Sur le tas de branches, des fleurs ont été jetées
Pour rendre hommage à quelqu'un-e ?
S'avancent sur la chaussée trois jeunes hommes le visage grave et sévère
Ils guident les voitures pour contourner le tas
D'autres jeunes sortent de nulle part, vindicatifs
Tapent sur les capots des voitures garées ou bloquées dans la rue
Un garçon - type asiatique - s'approche de moi l'oeil inquisiteur
Il ne me reconnait pas, est-ce que je connaissais la victime ?
"La victime ? Quelle victime ?
- Les flics l'ont abattu ici, en pleine rue. Tu ne lis donc pas les journaux ?"

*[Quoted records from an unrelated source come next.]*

PR #1535, opened 2021-12-21
filebrowser: Change notebook folder menu icon to home

harshad1:


harshad1:
@gsantner This change makes sense to me. Please merge if you agree

gsantner:
My personal opinion is that is's fine to have all "Go to folder X" at same point, and adding more buttons/options isn't that much required.

Unless you have a strong preference, we can ask the people in the discussion what they prefere (thumbs up/down)

gsantner:
My personal opinion is that is's fine to have all "Go to folder X" at same point, and adding more buttons/options isn't that much required.

Unless you have a strong preference, we can ask the people in the discussion what they prefer (thumbs up split out/down keep it grouped)

I leave this here for reference how it looks and what still fits depending on amount of things in top toolbar.

image

harshad1:
Note that the change in this PR only affects the file browser view in main activity

i.e. 
image

harshad1:
@gsantner do you have any further opinions about this PR?

gsantner:
To be honest, I don't really want that in. The toolbar is getting bloated and with each new item, less space for the title

harshad1:
I've reverted the icon position. Only changed the icon

PR #1544, opened 2021-12-25
BUGFIX: null document

harshad1:
Document can be null in this context - specifically when launching Action Order Activity

### DIFF
--- a/app/src/main/java/net/gsantner/markor/ui/hleditor/TextActions.java
+++ b/app/src/main/java/net/gsantner/markor/ui/hleditor/TextActions.java
@@ -63,14 +63,14 @@ public abstract class TextActions {
     private static final String ORDER_SUFFIX = "_order";
     private static final String DISABLED_SUFFIX = "_disabled";
 
-    public TextActions(Activity activity, Document document) {
+    public TextActions(final Activity activity, final Document document) {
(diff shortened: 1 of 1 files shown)


gsantner:
@harshad1   
noticed new bug on master: When you create a new (empty file) with Markor, enter text, and go out --- you will see content is not saved. Autosaving seems broken when file initially was empty, only manual save press works. As soon there is content, autosaving also works.

gsantner:
ah,, seems to be the new MIN_LENGTH of 5.

grafik

I would revert that to 1 or 2, what do you think?

harshad1:
1 is good, I think. Least surprising.

gsantner:
there seems to be also  an issue with saving the cursor position. 

1) open file
2) go to somewhere in document
3) go back to mainactivity / close app
4) open document again, and the position is again where it was at 1)

harshad1:
Hmm. I see it. Will look into it.

Dec. 31, 2021 09:34:28 Gregor Santner ***@***.***>:

> there seems to be also an issue with saving the cursor position.
> 
1. > open file
2. > go to somewhere in document
3. > go back to mainactivity / close app
4. > open document again, and the position is again where it was at 1)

Non, je ne lis pas les journaux. Je capte parfois des bribes d'actualités, mais je ne cherche pas à en savoir plus. Je n'ai rien entendu à propos de cette bavure.
Il se presse contre moi, et me saisit par une partie incongrue :
Il pince mon nombril, ne le lâche pas tandis qu'il me dit :
"Je vais prendre tes empreintes pour t'enregistrer"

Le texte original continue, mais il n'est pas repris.